FIG. 6 shows an example in which the diaphragm does not have a notch. A is made of a material with a large Young's modulus such as stainless steel, silicon, or glass, and B is made of a resin or rubber material. It was found that t5 of interference was caused.

As is clear from the above explanation, according to the present invention, a recording head free from mutual interference can be achieved by changing the substantial ring rate of the clearance portion other than the joint portion between the piezoelectric material of the diaphragm and the partition wall. can. Further, if the Young's modulus of the clearance MS is inappropriate, it is necessary to increase the clearance in order to reduce mutual interference, and high integration can be achieved by changing the Young's modulus of the clearance portion from others.

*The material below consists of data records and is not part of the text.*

PR #1016, opened 2022-05-22
Updates Swedish translation Backend

matsduf:
## Purpose

This PR updates the translation (PO file) for Swedish.

## How to test this PR

Change to Swedish and verify that translation comes out as expected for updated msgids and msgstrs.

### DIFF
--- a/share/sv.po
+++ b/share/sv.po
@@ -2,7 +2,7 @@ msgid ""
 msgstr ""
 "Project-Id-Version: 1.0.0\n"
 "Report-Msgid-Bugs-To: \n"
-"POT-Creation-Date: 2021-11-17 08:57+0100\n"
+"POT-Creation-Date: 2022-05-22 15:30+0000\n"
 "PO-Revision-Date: 2021-11-17 17:32+0100\n"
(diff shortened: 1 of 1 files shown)


share/sv.po
```diff
@@ -2,75 +2,76 @@ msgid ""
...
+"Warning: Zonemaster::LDNS not compiled with IDN support, cannot handle non-"
+"ASCII names correctly."
 msgstr ""
-"Domännamnet är inte ett giltigt IDN-namn och kan inte konverteras till A-"
-"label-format"
+"Varning: Zonemaster::LDNS är inte kompilerad med IDNA-stöd, så enbart ASCII-"
+"namn kan hanteras."
+
+msgid "Invalid digest format"
+msgstr "Ogiltigt format på DS-digest"
```
mattias-p, line 28: Have you considered removing the reference to DS from the msgstr? The msgid speaks of digests in general and does not mention the DS record type. This means that an identical msgid could be used in another place where the DS reference isn't applicable. That would render the Swedish translation in that place incorrect, and we would have no good way of noticing.

mattias-p (approved):
Looking good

[Brief explanation of drawings]

FIG. 1 is a block diagram for explaining one embodiment of an inkjet recording apparatus according to the present invention, FIGS. 2 to 4 are diagrams showing other embodiments of a diaphragm provided with a notch, and FIG. This figure shows an example in which rubber is used as the diaphragm, FIG. 6 shows an example in which the diaphragm does not have a notch, and FIG. 7 is a configuration diagram of a conventional head section. 1... Recessed wall, 2... Top plate, 3... Pressure chamber, 4...
・Vibration plate. 5... Electrode, 6... Piezoelectric body, 7... Groove, a...
Clearance department.

Claims (1)

[Claims] 1. Consisting of a piezoelectric body in which a plurality of grooves are formed, and an upper plate having a pressurizing chamber arranged opposite to the piezoelectric body separated by the grooves via a vibration plate, the piezoelectric body is pressurized by deformation of the piezoelectric body. In an inkjet recording device in which recording liquid is ejected from an ejection port communicating with the pressurizing chamber due to a change in the volume of the chamber, the elastic modulus of the elastic body near the joint between the piezoelectric body of the diaphragm and the upper plate is adjusted to non-bond. An inkjet recording device characterized in that the elastic modulus of the elastic body is substantially larger than that of the elastic body of the inkjet recording device.